» EXERCISE DESCRIPTION
The records below need copying. Match each line exactly.

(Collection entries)

Issue #612, opened 2022-07-28
cloudfront is stripping headers


willscott:
The internal golang server sets some relevant headers, e.g. https://github.com/filecoin-project/storetheindex/blob/main/internal/httpserver/util.go#L17-L19

These are not returned to clients, and appear to be removed at the cloudfront level.
We need to allow them through in order to get expected JS api access and caching.

masih:
This is not a cloudfront issue. The finder server does not seen to return the headers set as part of response handling. Digging deeper. I think this is a gorilla/mux issue

masih:
The finder server responses are fixed and deployed in `dev`. It'll take a bit of time for the deployment to roll out. Once that's done, I'll pick this issue back up, there may be changes we need in cloudfront too. Unclear until deployment rollout is complete.

masih:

» YOUR RESPONSE
Issue #612, opened 2022-07-28
cloudfront is stripping headers


willscott:
The internal golang server sets some relevant headers, e.g. https://github.com/filecoin-project/storetheindex/blob/main/internal/httpserver/util.go#L17-L19

These are not returned to clients, and appear to be removed at the cloudfront level.
We need to allow them through in order to get expected JS api access and caching.

masih:
This is not a cloudfront issue. The finder server does not seen to return the headers set as part of response handling. Digging deeper. I think this is a gorilla/mux issue

masih:
The finder server responses are fixed and deployed in `dev`. It'll take a bit of time for the deployment to roll out. Once that's done, I'll pick this issue back up, there may be changes we need in cloudfront too. Unclear until deployment rollout is complete.

masih:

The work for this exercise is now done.